What's wrong with Blender's default glass shader
Why the out-of-the-box glass material looks broken (shadows blocking sunlight through windows, dark patches under glasses on tables) and why caustics aren't the answer for most archviz work.
Intro and the free node group download
Welcome to this iMeshh video. The subject for this run-through is glass in Blender: specifically what goes wrong with the out-of-the-box shader, a few ways to fix it, how to add absorption so the glass carries some realistic colour, and a handful of general tips to push the look further.
Everything covered here has been written up as a blog post on the iMeshh site, and that post includes a free node group you can drop straight into your own scenes. The node group has every setting from this video already wired up, so if you'd rather skip the walkthrough you can grab the download and move on.
There's no iMeshh sales pitch in this one. If the blog turns out to be useful, sharing it on your socials is genuinely appreciated. If you do want to know how the node group is put together and why each part is there, the rest of the video steps through the reasoning.

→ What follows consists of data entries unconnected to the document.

PR #3180, opened 2026-07-28
Update publish endpoint and validator version

martyncolmer:
- Added validator version to publish process
- Updated endpoint for republish

### DIFF
--- a/eq-author-api/schema/resolvers/utils/publishSchema.js
+++ b/eq-author-api/schema/resolvers/utils/publishSchema.js
@@ -85,7 +85,7 @@ const postSchema = async (
     `${gateway}${endpoint}?${query}`,
     audience,
     {
-      method: method,
+      method,
       body: JSON.stringify(validatedQuestionnaire),
       headers: { "Content-Type": "application/json" },
     }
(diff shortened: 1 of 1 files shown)


oms09 (dismissed):
looks good but there is a typo   `guid=${ctx.questionnaire.questionnaireVersionId}&validator_version=${validatorVersion}&&ci_version=${publishResult.cirVersion}`, 

&& inside a string should be single

farres1 (approved):

eq-author-api/schema/resolvers/utils/publishSchema.js
```diff
@@ -67,20 +67,25 @@ const validateQuestionnaire = async (convertedQuestionnaire, publishResult) => {
...
   query,
   publishResult
 ) => {
   await authorisedRequest(
-    `${gateway}collection-instruments?${query}`,
+    `${gateway}${endpoint}?${query}`,
     audience,
     {
-      method: "POST",
+      method: method,
```
farres1:
```suggestion
      method,
```
Since this assigns to a value with the same name, this can be negated.

farres1 (changes requested):

farres1 (approved):

oms09 (approved):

The shadow problem with default glass
Glass is, in honesty, a complicated material. Light passes through it, reflections bounce around inside the surface, light transports through the body of the object, and depending on the shape and lighting setup you can also end up with caustics. Those are the bright focused patches you sometimes see beneath a wine glass on a sunlit table.

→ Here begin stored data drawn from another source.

PR #448, opened 2018-10-16
Implement wireframe support

### LINKED ISSUE #407: Wireframe
It's been requested several times the ability to render as wireframe. While Stage3D does not support it other platforms should be able to do so.

Yanrishatum:
* Added: `driver.hasFeature(Wireframe)`
* Wireframe mode can be set per-material pass with `Pass.wireframe` flag.
* Samples: Added checkbox to toggle wirefram on top box for Base3D sample.
Implementation concerns:
* DirectX and GL wireframes produce different results: 
OpenGL:
image
DirectX:
image
Not sure which one should be considered required (I suppose GL)
* On GL `drawMode` never resets, I'm not entirely familiar with rendering pipeline and concerned if it may corrupt some draw calls that do not use `selectMaterial`?

Resolves #407


ncannasse:
Can you confirm you can't get backface culling in wireframe mode in DirectX ? Seems strange.
(try agains https://github.com/HeapsIO/heaps/commit/640d8976a7ae60591004cf83883ac6fb9eda8ae0 which prevents bit clashing)

ncannasse:
(Also, drawMode handling seems ok to me)

Yanrishatum:
Set culling to forced None when fireframe mode enabled on DX, and changed drawMode for wireframe on GL. They still render slightly differently, but I don't think I'll be able to fix that by simple draw mode mangling. :) (for WebGL there's no other way to render wireframe, but for OpenGL - there is [`glPolygonMode`](https://www.khronos.org/registry/OpenGL-Refpages/gl4/html/glPolygonMode.xhtml) which can be utilized for proper wireframe rendering on SDL)

ncannasse:
Seems good, thanks!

Recent versions of Blender added a setting for proper, physically-accurate caustics, but rendering them is expensive. The good news is that you can produce quick, efficient and convincingly realistic glass without ever turning that switch on. That is what the rest of this video is about.

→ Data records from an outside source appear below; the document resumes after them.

PR #462, opened 2018-10-30
Add some docs for Flow object

Beeblerox:


h2d/Flow.hx
```diff
@@ -54,6 +57,15 @@ class FlowProperties {
...
 }
 
+/**
+ * Container object which behaves like flexbox container in CSS.
+ * Could be usefull when you want to place objects without worrying about setting their coordinates manually 
+ * (for example, in for automatic layout of UI elements).
+ * This object will take care about it, so none of the added object will overlap others. Each object will be placed after another,
+ * and when `width` or `height` (depends on `isVertical` property value) becomes bigger than `maxWidth` or `maxHeight` 
+ * then new line or new column will be started to place next objects.
+ * You'll just need to call `rewlow()` method and all objects will be positioned for you.
```
markknol: `rewlow`.

(Also try to avoid "you" in documentation.)

Beeblerox: ok, will try to rework it, but my English isn't good at all

h2d/Flow.hx
```diff
@@ -54,6 +57,15 @@ class FlowProperties {
...
 }
 
+/**
+ * Container object which behaves like flexbox container in CSS.
+ * Could be usefull when you want to place objects without worrying about setting their coordinates manually 
+ * (for example, for automatic layout of UI elements).
+ * This object will take care about it, so none of the added objects will overlap others. Each object will be placed after another,
+ * and when `width` or `height` (depends on `isVertical` property value) becomes bigger than `maxWidth` or `maxHeight` 
+ * then new line or new column will be started to place next objects.
+ * Don't forget to call `reflow()` method after adding/removing objects from container and all objects will be positioned automatically.
```
ncannasse: It is not necessary to call reflow() manually.

h2d/Flow.hx
```diff
@@ -54,6 +57,15 @@ class FlowProperties {
 
 }
 
+/**
+ * Container object which behaves like flexbox container in CSS.
+ * Could be usefull when you want to place objects without worrying about setting their coordinates manually 
+ * (for example, for automatic layout of UI elements).
+ * This object will take care about it, so none of the added objects will overlap others. Each object will be placed after another,
+ * and when `width` or `height` (depends on `isVertical` property value) becomes bigger than `maxWidth` or `maxHeight` 
+ * then new line or new column will be started to place next objects.
```
ncannasse: only if isMultiline=true, so maybe move this part to isMultiline doc

h2d/Flow.hx
```diff
@@ -78,11 +90,26 @@ class Flow extends Object {
 	**/
 	public var verticalAlign(default,set) : Null<FlowAlign>;
 
+	/**
+	 * Min width. Flow's width won't be less than this value, even when the total width of added objects is less than this value.
```
ncannasse: No necessary to repeat "Min width" here (same for others)

h2d/Flow.hx
```diff
@@ -845,4 +873,4 @@ class Flow extends Object {
 	public dynamic function onAfterReflow() {
 	}
```
ncannasse: I think it would be necessary to fully document the class before merge, as the style/vocabulary needs to be consistent.

ncannasse:
Thank you for the contribution! However the documentation is not yet precise enough for me to merge it as-it. I'll make sure to find some time to edit it before merging.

Quick fix vs a reusable node group
Why toggling object-level shadow visibility breaks down across complex scenes, and why a portable node setup is the better long-term answer.
The object properties shortcut and its limits
The fastest fix you'll find online is to head into the Object Properties panel and disable shadow visibility on the offending glass. Do that and the heavy black blob underneath your tumbler or window pane disappears, leaving something that reads as glass at a glance.
The trouble is you've thrown the baby out with the bathwater. Real glass does cast a faint shadow, and switching the object off at the property level removes every shadow it contributes. There's no dial to tune, just on or off. The result looks clean in isolation but unconvincing the moment you compare it to a reference photograph.
There's a practical headache too. The moment your glass isn't a standalone object (a window pane joined to its frame, a tumbler that shares a mesh with its contents), you have to separate it out before you can toggle the setting. On a finished archviz scene full of nested objects, that quickly turns into busywork.
A shader-level solution sidesteps both problems. Build the behaviour into a node group once and you can drop it onto any glass material in any scene without touching the object hierarchy, and you keep fine control over how much shadow the glass actually casts.
Building the advanced glass shader
Setting up a Principled BSDF with transmission, roughness and base colour to form the foundation of the new glass material.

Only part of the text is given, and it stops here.